# Full ZBLL on video



## Egide (Oct 22, 2015)

Hello Guys, On Friday, l will begin uploading all of my ZBLL algorithms. i will be posting the videos in this thread as l release them. In total there will be 40 videos, and 12 algorithms per video. I plan on explaining the Recognition method l use.
What else would you like me to include in the series? For example, which set should i begin with?

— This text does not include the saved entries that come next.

PR #405, opened 2018-04-20
Refactor server version code

containscafeine:
This commit refactors the code to fetch version from the server to
- handle some previously handled errors
- move version info to a struct than an array of strings


piyush1594:
Nice Refactoring

mik-dass:
LGTM :)

PR #406, opened 2018-04-20
Move error checking to checkError()

containscafeine:
This commit refactors some redundant error checking to
checkError()


mik-dass:
LGTM :)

First Videos now uploaded. H, Pi, Sune and U orientations are online.



Spoiler: H Set













Spoiler: Pi Set













Spoiler: Sune Set













Spoiler: U Set













Spoiler: Anki Decks for Reviewing



H Orientation
Pi Orientation
Sune Orientation



I'd really like some feedback so that l may better the rest of the videos so tell me what you think, what you'd like me to include, if the video is too long or any other suggestion that comes to mind


----------



## CubePro (Oct 22, 2015)

Wow! Have you memorized them all or will you see and teach us? Lol, I haven't even learnt OLL let alone ZBLL. Anyway will look into your videos once I'm sub-3 lol.


----------



## OLLiver (Oct 22, 2015)

aww geez you beat me to it. I was planning on doing this when I had finished them all


----------



## Egide (Oct 22, 2015)

CubePro said:


> Wow! Have you memorized them all or will you see and teach us? Lol, I haven't even learnt OLL let alone ZBLL. Anyway will look into your videos once I'm sub-3 lol.



i've already memorized them all



OLLiver said:


> aww geez you beat me to it. I was planning on doing this when I had finished them all



it'll be good to have multiple video sources


----------



## Z0chary (Oct 22, 2015)

Firstly I wanted to say thanks for doing this! I would love to be able to learn zbll but the lack of resources makes it hard (and also I don't think i'm fast enough yet).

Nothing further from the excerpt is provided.